I have three dataframes [Accepted, Ignored, Input]. We have to check the "Subset" column strings of Input df in the subset columns of accepted and ignored df. If the subset are not present in both of them, we have to keep them in exception. [Strings should match exactly]] For eg.
Accepted df is
Subset1 Subset2
AC ASD
ZX AGH
Ignored df is
Subset1 Subset2
AD ADS
Input df is
Name Subset
Apple AC,AD,AGH
Bat ZX,ADS,AXC
Cat HJ,AGH
Output we need:
Name Subset Accepted Ignored Exception
Apple AC,AD,AGH AC, AGH AD
Bat ZX,ADS,AXC ZX ADS AXC
Cat HJ,AGH AGH HJ
All the dataframes can have multiple rows and columns.

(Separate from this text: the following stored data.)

PR #1373, opened 2024-04-09
Revert changes made from older apis

geoff-powell:
Reverts changes made for older apis in #1351


geoff-powell:
> Looks good to me. Were the changes in the `PaparazziViewOwners` class necessitated by the version bumps?

yep, we were using an older version of androidX activity dependency that required a different method to override.

jrodbx (approved):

How can I do it using Python.
CodePudding user response:
Use sets for get intersection and difference in splitted values by ,
, last join back to strings by join
:
Accepted = set(df1.to_numpy().ravel())
Ignored = set(df2.to_numpy().ravel())
Both = set.union(Accepted,Ignored)
df['Accepted'] = df['Subset'].apply(lambda x: ','.join(Accepted & set(x.split(','))))
df['Ignored'] = df['Subset'].apply(lambda x: ','.join(Ignored & set(x.split(','))))
df['Exception'] = df['Subset'].apply(lambda x: ','.join(set(x.split(',')) - Both))
print (df)
Name Subset Accepted Ignored Exception
0 Apple AC,AD,AGH AC,AGH AD
1 Bat ZX,ADS,AXC ZX ADS AXC
2 Cat HJ,AGH AGH HJ
CodePudding user response:
Here's a way to do with vanilla lists.
accepted_list = [item for sublist in accepted_df.values.tolist() for item in sublist]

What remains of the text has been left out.